Сельва не любит чужих - Вершинин Лев Рэмович - Страница 51
- Предыдущая
- 51/127
- Следующая
Это было так неожиданно, что Дмитрий в первый момент растерялся. Но быстро пришел в норму. В конце концов, заветной мечтой его было дожить до дня, когда по команде «Смир-р-но!» перед ним вытянется дивизия, а то и что покруче.
Здесь, пожалуй, на дивизию бы не набралось, но полк был точно. А уж форма приветствия грела душу куда больше, нежели официально принятая уставами Федерации…
Скромником Дмитрий Коршанский не был никогда.
– Я согласен, – широко и радостно улыбнулся он. – Только скажите: куда вести? На кого?
– Хйо-х-хой! – заревели воины.
Словно Предок-Ветер сорвал мужчин с мест, закружил вокруг костра. Засверкали белозубые улыбки, засияли глаза, блестела на солнце лоснящаяся кожа, перекатывались тугие комки мышц, и узоры татуировок оживали, мечась, словно клубки змей.
– Тхаонги… – услышал Дмитрий, и было это похоже на ведро холодной воды, опрокинутое за шиворот в жаркий июльский полдень. – Ты горд? Вождь дгаа склонился перед тобой!
Гдламини стояла рядом, близко-близко, и глаза ее смеялись. А потом она стала серьезной. И даже хмурой.

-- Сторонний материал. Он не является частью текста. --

PR #773, opened 2024-09-04
Centralised server cache

mitchdawson1982:
- Adds helper function to generate valid Cache configuration for respective environments.
- Helper function provides configuration for Elastic Cache Redis connectivity via Cloud Platform in non local development scenarios.
- Helper function provides Memcache configuration for local development

### DIFF
--- a/core/helpers.py
+++ b/core/helpers.py
@@ -25,7 +25,7 @@ def generate_cache_configuration() -> dict[str, Any]:
         )
 
         domain: str = ".".join(
-            os.environ.get("REDIS_PRIMARY_ENDPOINT_ADDRESS", "").split(".")[2:]
+            os.environ.get("REDIS_PRIMARY_ENDPOINT_ADDRESS", "").split(".")[1:]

– Они пойдут за тобою куда угодно, мой Ди-ми-три, – в первый раз удалось ей произнести его имя примерно так, как сказал бы землянин. – Но помни: чтобы стать нгуаби, этого мало. Нужно еще победить!
3
ВАЛЬКИРИЯ. Шанхайчик
За полдень 29 января 2383 года
Было в века давно прошедшие говорено неким мудрецом: истинно скажу Я вам: просите, и дано вам будет; ищите, и найдете; стучите, и отворят вам…[7], и хоть ни духом, ни чохом не ведал о древнем том понимающем человеке вуйк рода Мамалыг, да ведь во все времена умные люди мыслят схоже. Так оно встарь бывало, так ныне есть, так и впредь будет. И впрямь же: много ли толку биться в дверь, кровавя лоб? Постучи покрепче, прикрикни погромче, и отворится она сама собой…
…Широко утвердив тяжелые ноги в высоких, куда выше колен яловых бахилах, стоял старый Тарас Мамалыга, наказной отаман унсов, на самой что ни на есть маковке невысокого взгорка, откуда вся и разом, словно на ладони, видна была осажденная слобода. На хищную, слегка изогнутую карабелю опирался он, и парубки-комбатанты, уже давно залегшие за бугорками в наскоро отрытых окопчиках, с новым, крепко возросшим уважением поглядывали снизу вверх на сурового батька.
А и сам вуйк Тарас, хоть и знал себе цену, не смог бы, пожалуй, сказать заранее, каковым стратигом себя покажет!
Еще ведь ничего не успело и начаться толком, а полдела уже сделалось, и даже самый неразумный из хлопцев небогатым своим разумом понимал это…
Встрепанное и жалкое, словно малая птаха с подбитым крылом, распласталось вольное поселение Новый Шанхай, утопая в немеряной глинистой лесостепи, и было оно в сей миг более всего схоже с отбракованным ооликом, глядящим на вострый нож и чуящим близкую погибель, да ничем, кроме бестолкового мыка, помочь себе не способным…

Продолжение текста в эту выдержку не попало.